No one ever completes a rosary. Where prayers begin, there they end and begin again. Years into this devotion, I can’t help but think how many days were swiped away. Sacred thieves are these pocket screens stealing away our senses from eternity. Now when my fingers meet that small slab of glass they become startled before starving to return to the beads. My body knows what my soul really needs.
Years ago before I became a parent, I asked a mother of four wonderful children at our parish, “What is your secret?”. Every fiber of her skin between her hair and her chin were slowly becoming pensive. Her pause pregnant enough to produce her fifth kid. Then in all wisdom and humility she confessed to me:
We all wound our children.
I still squirm when I remember these words or remember that sin hurts to the third and even fourth generation. Here was one of the great mothers of our village yet she could see how far she was from perfect. Her humility in that moment was a milestone on my own journey to forgive my parents.
Jesus, Jesus, Jesus. There is power in the name of Jesus they say. No wonder why the apex of every Hail Mary is the fruit of thy womb Jesus. Powerful people rarely give the poor powerful gifts, but this God on his cross says here take this: It’s my mother and you are my bride, so this is a bit like getting your mother-in-law as a gift for Christmas from Jesus Christ.

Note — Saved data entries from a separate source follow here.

PR #4617, opened 2024-02-06
Creating full jet pp spectra analysis task 

Archita-Dash:
This PR creates my analysis task (in PWGJE/Tasks) for studying the fulljet pp spectra in Run3. For now, this simple task selects on the EMCAL clusters (with JE track and event selections) and thereby fills some of the basic fulljet QA histograms as a first look. I have tested this locally using apass4 Run3 pp data and it works!

Once merged, I will be gradually developing the task for my analysis in Run3. 
Note: The task is kind of hard-coded for jet radius R=0.4 , for now. But I will change this soon.

### DIFF
--- a/PWGJE/Tasks/CMakeLists.txt
+++ b/PWGJE/Tasks/CMakeLists.txt
@@ -116,4 +116,8 @@ if(FastJet_FOUND)
                         SOURCES jetLundReclustering.cxx
                         PUBLIC_LINK_LIBRARIES O2::Framework O2Physics::PWGJECore O2Physics::AnalysisCore FastJet::FastJet FastJet::Contrib
                         COMPONENT_NAME Analysis)
+    o2physics_add_dpl_workflow(full-jet-spectra-pp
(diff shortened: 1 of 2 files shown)


Archita-Dash:
Hi Nima,

Thank you for your comments. Well, my intention (and preference) was to create this separate fulljet analysis specific task but yes, I agree for now it only serves the purpose of QA. However, as I am locally developing this task constantly for my analysis, I thought it would be feasible if I have it on the official repo in order to make the changes easily.

Nevertheless, I also agree with what you just said above. I can make a new commit once I have developed this task in to a more analysis specific one. :) In that case, should I close this commit myself?

Cheers,
Archita

nzardosh:
Hi Archita,

Thanks for your reply and for agreeing to the change. I think indeed it would be best if we develop the QA tasks for any QA that is needed (you should feel free to add any required plots to the QA task) and you put your task up when it is more analysis specific :)
Yes please go ahead and close the PR.

Thanks,
Nima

Only Jesus could make a gift like this miraculous. Those of you who have kept this devotion know the Coronation of the Queen of Heaven. I must confess, I have been tended to by this royal woman.
In the ancient days Caesar claimed to be a divine offspring, but his heresy was in exclusivity. Divine parentage is available to every earthly being. Not only is there a Father in Heaven but a Queen who tends to the broken things that come from a mother’s passing.
Don’t you know you can just pray to Jesus, so many friends have said. You don’t need a middle man! But what if the kingdom of heaven is like meeting your parents perfected. Lord knows the forgiveness I finally had for my dad when I accepted he didn’t need to be perfect because God the Father in heaven is perfect and is perfecting my dad. All glory to this King, his mother and mine have conspired in Heaven to relieve from me the burdens of being unforgiving.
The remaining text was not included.